• [Assigned task]:
From the entries that follow, copy exactly the lines beginning at the line holding "PR #133, opened 2016-05-17" and continuing through the line holding "By removing the".

• [Given records]:
━━━━
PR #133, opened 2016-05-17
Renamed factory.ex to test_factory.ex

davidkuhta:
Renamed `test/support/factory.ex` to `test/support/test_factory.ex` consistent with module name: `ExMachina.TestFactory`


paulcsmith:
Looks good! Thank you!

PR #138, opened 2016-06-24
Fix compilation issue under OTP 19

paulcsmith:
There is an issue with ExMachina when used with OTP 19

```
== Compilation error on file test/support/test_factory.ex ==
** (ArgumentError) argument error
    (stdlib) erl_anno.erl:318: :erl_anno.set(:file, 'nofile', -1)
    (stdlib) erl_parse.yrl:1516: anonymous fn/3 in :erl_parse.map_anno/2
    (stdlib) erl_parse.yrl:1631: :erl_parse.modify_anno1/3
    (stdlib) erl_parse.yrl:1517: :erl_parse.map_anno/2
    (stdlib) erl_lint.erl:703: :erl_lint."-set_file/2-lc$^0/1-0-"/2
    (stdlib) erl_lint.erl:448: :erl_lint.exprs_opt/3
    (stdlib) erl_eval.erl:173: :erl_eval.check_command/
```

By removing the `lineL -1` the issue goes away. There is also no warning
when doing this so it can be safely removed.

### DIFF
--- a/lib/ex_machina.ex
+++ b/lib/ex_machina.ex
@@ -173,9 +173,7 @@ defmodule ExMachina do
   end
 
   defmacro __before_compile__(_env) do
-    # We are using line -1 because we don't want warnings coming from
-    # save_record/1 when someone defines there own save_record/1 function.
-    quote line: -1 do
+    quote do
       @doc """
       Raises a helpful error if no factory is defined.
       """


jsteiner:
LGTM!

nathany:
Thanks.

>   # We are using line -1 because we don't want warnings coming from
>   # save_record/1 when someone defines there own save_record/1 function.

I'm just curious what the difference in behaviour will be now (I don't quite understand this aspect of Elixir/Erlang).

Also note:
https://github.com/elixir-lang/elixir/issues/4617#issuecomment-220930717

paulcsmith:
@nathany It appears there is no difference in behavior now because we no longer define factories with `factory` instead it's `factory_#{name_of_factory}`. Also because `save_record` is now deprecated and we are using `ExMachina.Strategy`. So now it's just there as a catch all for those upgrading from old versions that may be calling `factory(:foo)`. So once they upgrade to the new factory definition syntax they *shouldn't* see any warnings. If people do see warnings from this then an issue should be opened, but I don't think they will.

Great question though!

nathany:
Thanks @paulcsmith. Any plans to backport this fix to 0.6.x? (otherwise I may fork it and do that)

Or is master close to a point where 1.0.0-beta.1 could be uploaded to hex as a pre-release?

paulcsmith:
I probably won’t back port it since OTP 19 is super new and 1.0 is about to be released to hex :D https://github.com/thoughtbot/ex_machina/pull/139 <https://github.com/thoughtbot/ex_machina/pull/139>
━━━━
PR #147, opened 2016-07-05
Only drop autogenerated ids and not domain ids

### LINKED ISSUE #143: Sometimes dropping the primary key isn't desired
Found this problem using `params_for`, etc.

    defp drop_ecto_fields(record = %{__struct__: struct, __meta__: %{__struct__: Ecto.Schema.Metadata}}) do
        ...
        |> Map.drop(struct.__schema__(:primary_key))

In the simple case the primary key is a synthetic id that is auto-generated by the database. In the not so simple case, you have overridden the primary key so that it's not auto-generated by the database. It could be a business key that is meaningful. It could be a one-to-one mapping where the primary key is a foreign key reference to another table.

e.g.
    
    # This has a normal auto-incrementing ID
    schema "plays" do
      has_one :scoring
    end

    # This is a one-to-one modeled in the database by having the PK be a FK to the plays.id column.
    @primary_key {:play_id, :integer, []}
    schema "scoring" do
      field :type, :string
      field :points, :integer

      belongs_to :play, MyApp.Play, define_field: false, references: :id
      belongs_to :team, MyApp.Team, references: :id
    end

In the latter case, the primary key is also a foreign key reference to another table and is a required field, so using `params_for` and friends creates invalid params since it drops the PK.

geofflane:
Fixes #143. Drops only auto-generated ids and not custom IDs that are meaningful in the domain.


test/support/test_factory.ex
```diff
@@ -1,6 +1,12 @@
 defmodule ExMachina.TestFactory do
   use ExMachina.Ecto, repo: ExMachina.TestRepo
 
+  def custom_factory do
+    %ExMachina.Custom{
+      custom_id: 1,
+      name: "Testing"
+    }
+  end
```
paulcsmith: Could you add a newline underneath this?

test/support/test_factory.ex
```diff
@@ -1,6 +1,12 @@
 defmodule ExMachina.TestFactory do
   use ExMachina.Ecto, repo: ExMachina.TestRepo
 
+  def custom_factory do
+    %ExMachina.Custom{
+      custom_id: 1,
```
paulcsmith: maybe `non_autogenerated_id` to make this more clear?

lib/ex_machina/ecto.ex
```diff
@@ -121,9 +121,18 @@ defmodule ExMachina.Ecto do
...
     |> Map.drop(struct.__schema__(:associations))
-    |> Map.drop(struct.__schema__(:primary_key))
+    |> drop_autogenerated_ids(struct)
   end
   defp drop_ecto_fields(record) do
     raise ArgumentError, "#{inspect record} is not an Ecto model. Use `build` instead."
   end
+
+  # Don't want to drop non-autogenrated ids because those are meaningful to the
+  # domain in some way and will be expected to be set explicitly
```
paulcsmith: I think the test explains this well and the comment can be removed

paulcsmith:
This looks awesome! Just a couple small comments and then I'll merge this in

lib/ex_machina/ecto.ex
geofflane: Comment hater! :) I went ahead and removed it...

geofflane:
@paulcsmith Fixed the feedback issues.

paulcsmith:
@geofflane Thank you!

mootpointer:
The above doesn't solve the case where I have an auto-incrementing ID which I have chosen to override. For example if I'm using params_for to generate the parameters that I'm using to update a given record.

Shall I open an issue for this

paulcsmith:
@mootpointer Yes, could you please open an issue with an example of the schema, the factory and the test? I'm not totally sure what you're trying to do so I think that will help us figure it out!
━━━━
• [Written reply]:
PR #133, opened 2016-05-17
Renamed factory.ex to test_factory.ex

davidkuhta:
Renamed `test/support/factory.ex` to `test/support/test_factory.ex` consistent with module name: `ExMachina.TestFactory`


paulcsmith:
Looks good! Thank you!

PR #138, opened 2016-06-24
Fix compilation issue under OTP 19

paulcsmith:
There is an issue with ExMachina when used with OTP 19

```
== Compilation error on file test/support/test_factory.ex ==
** (ArgumentError) argument error
    (stdlib) erl_anno.erl:318: :erl_anno.set(:file, 'nofile', -1)
    (stdlib) erl_parse.yrl:1516: anonymous fn/3 in :erl_parse.map_anno/2
    (stdlib) erl_parse.yrl:1631: :erl_parse.modify_anno1/3
    (stdlib) erl_parse.yrl:1517: :erl_parse.map_anno/2
    (stdlib) erl_lint.erl:703: :erl_lint."-set_file/2-lc$^0/1-0-"/2
    (stdlib) erl_lint.erl:448: :erl_lint.exprs_opt/3
    (stdlib) erl_eval.erl:173: :erl_eval.check_command/
```

By removing the `lineL -1` the issue goes away. There is also no warning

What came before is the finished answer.